Dataset content: Begin
PR #2273, opened 2023-03-18
layout_miami add task solution

denys2:
[layout_miami solution URL:](https://denys2.github.io/layout_miami/)


polosanya (changes requested):
1. Background color doesn't match the design. Also, check the distance between logo and first link. By the way, looks like font is also different
image
image
2. Let's download the image without that button in the corner
image
3. This button does nothing on click. Navigate somewhere or open some external source 
image
4. Make sure that this link is opened in a new tab
image
5. Let's add some validation to the form (required, email format)
image
6. It doesn't look correct. Add some paddings 
image

denys2:
I corrected the comments

AgniyaIvanishyna-GBI (changes requested):
Please check font weight and font size for all elements, it looks different from the Figma design

For example: 
Screenshot 2023-03-30 at 17 22 13
Screenshot 2023-03-30 at 17 22 40

2. Form submit should not open a new page, better reset fields (checklist p15)

polosanya (changes requested):
Almost perfect! One problem is still not fixed
1. Background color of burger menu still doesn't match the design
image
image

polosanya (approved):
Well done! 🔥

PR #2288, opened 2023-03-22
The Met solution

bjeziorek:
-  [DEMO LINK](https://bjeziorek.github.io/layout_miami/)


michalcywka (changes requested):
Very nice, just two things:
- Links in the menu should have some kind of hover effect (for example changing colour or underline)
- The "View all exhibitions" button should take us either to the top of the page or to some external web page.

michalcywka (approved):

PR #2289, opened 2023-03-22
Develop

Dorosh90:
-[DEMO LINK](https://Dorosh90.github.io/layout_miami/)


DarkMistyRoom (changes requested):
Great job. Fix a few moments:
- fix the logo link. now it leads to the 404
image

- the close button in the menu and menu button in the header should be on the same position https://www.loom.com/share/474e80cc7de8497294de049e151da7b8
- make the message required too. and don't reload the page on form submitting
image

- use the image directly from the mobile to make it looks good
image

sTorba24 (changes requested):
Good job! Some things to be improved 

1. fix background image 
image
you can try to play with background-size: contain(it'll broke view for start, but generally image will be positioned better :)

2.image is overlapping text on hover
image

sTorba24 (changes requested):
background behaviour can be better 
image

it'll be checked by recruiter and sometime this background isn't well positioned

sTorba24 (changes requested):
try to set 
background-position: 50% for >744
before background-position: 85% 50%

mykhalenych (approved):

marina-tilniak (approved):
Dataset content: End
# [Directions for this task]
Count up the lines above in which the word "Screenshot" appears, and give nothing but that count.

# [Your solution]
2